(Beginning of Input data)
PR #419, opened 2026-06-04
Drop 1.(6>7) serializiation hack

puerco:
This PR removes the 1.7 hack we added in #406 to support early cyclonedx 1.7 and we now support 1.7 with the native library.

Supersedes #414 

/cc @cpanato


puerco:
@cpanato  Sorry for the large diff, I bumped the linter and fixed all the new nits but the real changes are in 9d328f8

cpanato (approved):

Issue #2426, opened 2019-05-08
Restore batch action is unusable - Remove it


robbieaverill:
### Overview

The restore batch action in the site tree is unusable and therefore not required. Let's remove this option.

### Steps to see that the option is unusable

**SS 4.4.x-dev** (vanilla)

* Create some pages
* Publish them all
* Go to batch actions and select some pages
* Choose "Unpublish & Archive" and click "Go"
* Choose "Restore" from the select

Expected: I should be able to select the pages I just archived and reinstate them again

Actual: they don't show up in the site tree

If this is expected behaviour, I'm not sure what this batch action is supposed to be for. If you can't restore archived pages with it because they don't show up in the site tree when they're archived, what is its purpose?

## Acceptance criteria
- "Restore" option is removed from bulk site tree option in CMS 5.
- User help is reviewed and updated to remove any reference to the "Restore" bulk site tree option.
- Any related API that are not used by anything else are marked as deprecated in CMS 5 and removed from CMS 6.
- Updated CMS 5.3 changelog to add a brief mention of this change.

## PRs
- https://github.com/silverstripe/silverstripe-cms/pull/2938 (CMS 5)
- https://github.com/silverstripe/silverstripe-userhelp-content/pull/181
- https://github.com/silverstripe/developer-docs/pull/506
- https://github.com/silverstripe/silverstripe-cms/pull/2940 (CMS 6)

brynwhyman:
Experiencing this in 4.5.alpha1 too. 

This functionality may have predated the Archives panel in the CMS. Perhaps it's something that can be removed in lieu of that functionality? _Although that doesn't yet have batch actions..._

cc @silverstripeux

clarkepaul:
I think its best to remove the Restore action for now. Batch actions in the Archive and within search results would be the way to bring the functionality back.

When search results of the tree moved to be presented as a list (rather than a tree) would have been the time the functionality was lost.

clarkepaul:
Related https://github.com/silverstripe/silverstripe-admin/issues/173

brynwhyman:
Thanks for the feedback. Given these thoughts, I'm updating this issue to focus on removing this (unusable) functionality.

maxime-rainville:
If the thing is not working at all and we have no intention of fixing it, it seems a bit weird to call this an API break.

GuySartorelli:
non-draft PRs merged.
Reassigned to Steve for draft PR.

[...]

PR #2938, opened 2024-05-09
FIX Remove broken restore batch action

emteknetnz:
Issue https://github.com/silverstripe/silverstripe-cms/issues/2426


tests/php/Controllers/CMSBatchActionsTest.php
ChloeSartorelli, line 1: Don't remove the tests - we're just deprecating it and removing it from the list. Someone else might want to add it back to the list if they've got it working somehow, or they might be using the `CMSBatchAction_Restore` class itself to do some work, so that needs to not regress.
Tests will be removed when the class gets deleted.

emteknetnz: Done

GuySartorelli (approved):
LGTM

Issue #2933, opened 2024-05-05
SPIKE Analyse how LeftAndMain and CMSMain are put together and how they could work better


maxime-rainville:
CMSMain, LeftAndMain, ModelAdmin and other related Admin controllers have been around and have accumulated quite a bit of technical debt.

## Timebox
3 days

## Objectives of this SPIKE
- Review the architecture of LeftAndMain, CMSMain, ModelAdmin and any other related class.
- Identify key methods and their purpose and structure them into inter-related groups.
- Propose a more sensible architecture and break down. This may include:
  - moving method between classes
  - creating brand new classes
  - splitting concerns into composable services or traits
- Identify other concerns or discrepancies that could be address in a future major release
- Report findings at a CMS Architecture catch up

## Related cards
- https://github.com/silverstripe/silverstripe-cms/issues/2896
- https://github.com/silverstripe/silverstripe-admin/issues/348

## POC PRs
For demonstrative purposes only
- https://github.com/silverstripe/silverstripe-cms/pull/2939

GuySartorelli:
# `LeftAndMain`

## tl;dr

`LeftAndMain` could be broken into the following:

- abstract `AdminRouteController`
    - Possibly a new class, or possibly dump stuff into the existing `AdminRootController`
    - Handles permissions and routing against `/admin/*`
    - Any controller which should have a `/admin/*` route (i.e. it's intended to be used in the CMS, not on the front-end) should be a subclass of this.
- abstract `FormSchemaController`
    - Either a subclass of `AdminRouteController` or a trait
    - Has all the stuff we need to handle formschema modal stuff.
    - The `LinkFieldController` class would either use this trait or be a subclass of this class.
- abstract `LeftAndMain`
    - Implements whatever is needed for classes to be in the "left" menu, and have a "main" edit form

## Recommended changes in depth

Move all properties to the top of the class. This can be done in CMS 5. For some reason there's properties that are below some of the methods, which makes them harder to find.

`LeftAndMain` should be made `abstract` - the few cases that currently require a singleton of `LeftAndMain` should be refactored to not require that. From what I could see, those are mostly related to formschema currently.

### Break into multiple classes

#### abstract `AdminRouteController`

- Possibly a new class, or possibly dump stuff into the existing `AdminRootController`
- Handles permissions and routing against `/admin/*`
- No coupling with templates
[...]

PR #2939, opened 2024-05-09
POC DO NOT MERGE - Make CMSMain work with other models

GuySartorelli:
This is a proof of concept as part of https://github.com/silverstripe/silverstripe-cms/issues/2933 to see what's needed to make `CMSMain` work with classes that aren't `SiteTree`.

To play around with this, install [silverstripe/taxonomy](https://github.com/silverstripe/silverstripe-taxonomy/) and add the following YAML config to your project:

```yml
SilverStripe\Taxonomy\TaxonomyTerm:
  cms_edit_owner: SilverStripe\CMS\Controllers\CMSMain
  extensions:
    - SilverStripe\Admin\CMSEditLinkExtension

SilverStripe\CMS\Controllers\CMSMain:
  tree_class: SilverStripe\Taxonomy\TaxonomyTerm
```

Your `/admin/pages` will now be working with taxonomy terms, rather than pages.

Theoretically this could work with any `DataObject` class which has `CMSEditLinkExtension` and `Hierarchy` applied.

## What would still need to be done besides this

1. Refactor `CMSPagesController`, `CMSPageEditController`, `CMSPageSettingsController`, `CMSPageHistoryViewerController`, and `CMSPageAddController` so you could have multiple instances of this going at once, e.g. one admin for pages, one for taxonomies, etc - without having to subclass all of these controllers as well.
    - Ideally these wouldn't be subclasses of `LeftAndMain` at all - either this could all be handled in the main `HierarchyModelAdmin` class (see below) or these could all be more generic controllers.
    - Either way they need to not be subclasses of `CMSMain`, but instead get any information they need by calling methods on `CMSMain` (i.e. have the `CMSMain` instance passed to their constructor) or having that information passed through to them via setters or via their constructor.
1. Have this logic all in a superclass called something more generic, like `HierarchyModelAdmin` (which would belong in `silverstripe/admin` along with all appropriate JS), and have `CMSMain` be a subclass of `HierarchyModelAdmin` with its `tree_class` set to `SiteTree`
    - While moving the JS to silverstripe/admin, it'd be worth finding all JS logic that's duplicated and making it so that all works in the same way for `ModelAdmin` and this new class.
1. Obviously we'd need to add in appropriate type checking, make sure the tree class is hierarchical and has a cms edit link.
1. In a few places it'd pay to add early returns when versioned isn't applied to the record
1. This POC does a lot of lazy work to avoid refactoring - e.g. there's a lot of methods now duplicated between `SiteTree` and `CMSMain`. These should go into a new class (probably an extension) that can be applied to any classes that want to live in this admin type. Things like tree title vs menu title vs title, icon, status flags, tree node classes, etc
    - This will end up meaning if you want to add a model to this admin, it must have `Hierarchy`, `CMSPageEditController`, and this new extension. But that also means you can just apply 3 extensions to any model and boom, you're ready to go.
    - Some things like the breadcrumbs for list view shouldn't be on the model - just leave that in the controller or fully template-ify it
    - Some things like status flags should probably have default functionality on the controller but use `invokeWithExtensions` (or just a `hasMethod()` check) to allow the model to update it
1. There's a lot of wording to adjust that assumes this is for pages.
1. Batch actions assume `Versioned` is applied and probably also have other assumptions that make them not work
1. The way search works for `CMSMain` is just completely incompatible with these changes. It has a hardcoded form, and a different code path for the actual search functionality. We should marry up the way `GridFieldFilterHeader` and the filter/search in here work.
    - Probably have a new controller for CMS search. This gets the form using similar logic to the current `GridFieldFilterHeader` logic
    - Current fields in `CMSMain::getSearchForm()` get moved into `SiteTree::searchableFields()`
    - `SiteTree` gets a custom `SearchContext` subclass which leverages `CMSSiteTreeFilter` for the field that uses it (if that's necessary - I haven't looked too deep into the search code path for sitetree)
1. I haven't really looked at all at the history tab - it might need some work. MVP would be to just not show that for anything other than `SiteTree` and handle making it work as a separate effort. 
1. A whole bunch of new unit and behat tests would need to be written
1. The root of the site tree is the site name, which makes sense for pages but doesn't really make sense for much of anything else. Might be worth just removing that root, or making it configurable, or something.

## Stretch goal

Make this handle multiple classes in separate tabs, like `ModelAdmin` does via its `managed_models` config. Then you could still have a single "Taxonomies" CMS section, but it could handle both `TaxonomyTerm` and `TaxonomyType` with this hierarchical style.

Note that `TaxonomyType` isn't hierarchical - so either we'd need to change that, or better yet AAALLL of this logic could just get bundled together with `ModelAdmin`, so you can have for example one tab for managing `TaxonomyTerm` which uses the tree structure, and one tab for managing `TaxonomyType` which uses the normal `ModelAdmin` grid structure.

### DIFF
--- a/code/Controllers/CMSMain.php
+++ b/code/Controllers/CMSMain.php
@@ -25,6 +25,7 @@ use SilverStripe\Control\HTTPResponse;
 use SilverStripe\Control\HTTPResponse_Exception;
 use SilverStripe\Control\PjaxResponseNegotiator;
 use SilverStripe\Core\Cache\MemberCacheFlusher;
+use SilverStripe\Core\ClassInfo;
 use SilverStripe\Core\Config\Config;
 use SilverStripe\Core\Convert;
 use SilverStripe\Core\Environment;
@@ -73,6 +74,7 @@ use SilverStripe\Versioned\Versioned;
 use SilverStripe\VersionedAdmin\Controllers\CMSPageHistoryViewerController;
 use SilverStripe\View\ArrayData;
 use SilverStripe\View\Requirements;
+use SilverStripe\View\SSViewer;
 
 /**
  * The main "content" area of the CMS.
@@ -178,6 +180,11 @@ class CMSMain extends LeftAndMain implements CurrentPageIdentifier, PermissionPr
      */
     protected $hintsCache;
 
+    public function getTreeClass(): string
+    {
+        return static::config()->get('tree_class');
+    }
+
     protected function init()
     {
         parent::init();
@@ -252,7 +259,7 @@ class CMSMain extends LeftAndMain implements CurrentPageIdentifier, PermissionPr
      * Overloads the LeftAndMain::ShowView. Allows to pass a page as a parameter, so we are able
      * to switch view also for archived versions.
      *
-     * @param SiteTree $page
+     * @param DataObject $page
      * @return array
      */
     public function SwitchView($page = null)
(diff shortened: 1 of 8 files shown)


GuySartorelli:
Closing - no need to keep it open, the code will still be there even when it's closed.

PR #2955, opened 2024-06-05
ENH Use class name instead of self

emteknetnz:
Issue https://github.com/silverstripe/developer-docs/issues/486

### DIFF
--- a/code/Model/SiteTree.php
+++ b/code/Model/SiteTree.php
@@ -128,11 +128,11 @@ class SiteTree extends DataObject implements PermissionProvider, i18nEntityProvi
      * @var array
      */
     private static $allowed_children = [
-        self::class
+        SiteTree::class
     ];
 
     /**
-     * Used as a cache for `self::allowedChildren()`
+     * Used as a cache for `SiteTree::allowedChildren()`
      * Drastically reduces admin page load when there are a lot of page types
      * @var array
      */
@@ -457,7 +457,7 @@ class SiteTree extends DataObject implements PermissionProvider, i18nEntityProvi
     public static function get_by_link($link, $cache = true)
     {
         // Compute the column names with dynamic a dynamic table name
-        $tableName = DataObject::singleton(self::class)->baseTable();
+        $tableName = DataObject::singleton(SiteTree::class)->baseTable();
         $urlSegmentExpr = sprintf('"%s"."URLSegment"', $tableName);
         $parentIDExpr = sprintf('"%s"."ParentID"', $tableName);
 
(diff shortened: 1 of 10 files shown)


code/Model/SiteTree.php
```diff
@@ -471,16 +471,16 @@ public static function get_by_link($link, $cache = true)
         // Grab the initial root level page to traverse down from.
         $URLSegment = array_shift($parts);
         $conditions = [$urlSegmentExpr => rawurlencode($URLSegment ?? '')];
-        if (self::config()->get('nested_urls')) {
+        if (static::config()->get('nested_urls')) {
```
ChloeSartorelli, line 474: This (and any other invocations of this particular config property) really should be `SiteTree::config()` - this config property seems very much intended to have a single value that affects the system as a whole, rather than resulting in different behaviours for different subclasses based on config for each subclass.

That said, it's possible that this could be (ab)used right now to suit project-specific use cases - so changing this to `SiteTree` now might cause bugs.

@emteknetnz Do you have any thoughts on this?

code/Model/SiteTree.php
```diff
@@ -552,12 +552,12 @@ public static function page_type_classes()
...
         $classes = ClassInfo::getValidSubClasses();
 
-        $baseClassIndex = array_search(self::class, $classes ?? []);
+        $baseClassIndex = array_search(SiteTree::class, $classes ?? []);
         if ($baseClassIndex !== false) {
             unset($classes[$baseClassIndex]);
         }
 
-        $kill_ancestors = self::config()->get('hide_pagetypes', Config::UNINHERITED) ?? [];
+        $kill_ancestors = static::config()->get('hide_pagetypes', Config::UNINHERITED) ?? [];
```
```suggestion
        $kill_ancestors = SiteConfig::config()->get('hide_pagetypes', Config::UNINHERITED) ?? [];
```
This is a [new config as of 5.2](https://github.com/silverstripe/silverstripe-cms/pull/2902) and was very much intended to be just a single config value across the whole class hierarchy.

This change should be made regardless of the outcome of https://github.com/silverstripe/silverstripe-cms/pull/2955#discussion_r1642018370 - the risk of the change is way smaller, since it's both very new and has a much narrower affect on code paths.

GuySartorelli (changes requested):

code/Model/SiteTree.php
emteknetnz: I've been careful to change self::config() to static::config() (they behave identically) and to leave MyClass::config() as it current is. The simple reason is that this is refactoring and not a bugfix/feature, so it should behave exactly the same as before.

If you want to change this, it should be done separate from this set of PRs

code/Model/SiteTree.php
emteknetnz: Updated

GuySartorelli (approved):
LGTM

PR #2956, opened 2024-06-05
ENH Use class name instead of self

emteknetnz:
Issue https://github.com/silverstripe/developer-docs/issues/486


GuySartorelli:
@emteknetnz i assume this is a dupe of https://github.com/silverstripe/silverstripe-cms/pull/2955?
May pay to check if the other repos have duplicates too.

emteknetnz:
Yup dupe. Had a look through rhino couldn't find any other dupes

PR #2970, opened 2024-06-19
ENH Auto-scaffold SiteTree relations with tree fields

GuySartorelli:
These form fields do have lazy-loading applied after a configurable number of records exist, so they should be sensibly performant even for large sites. They also give the most appropriate UI for selecting pages to save into a relation, IMO.

## Issue
- https://github.com/silverstripe/.github/issues/262


emteknetnz (approved):
Tested locally, works well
(End of Input data)
▶ Problem requirements
Copy out, word for word, the part of the entries above that begins at the line with "- Has all the" and ends at the line with "Move all properties", including both.

▶ Task solution
    - Has all the stuff we need to handle formschema modal stuff.
    - The `LinkFieldController` class would either use this trait or be a subclass of this class.
- abstract `LeftAndMain`
    - Implements whatever is needed for classes to be in the "left" menu, and have a "main" edit form

## Recommended changes in depth

Move all properties to the top of the class. This can be done in CMS 5. For some reason there's properties that are below some of the methods, which makes them harder to find.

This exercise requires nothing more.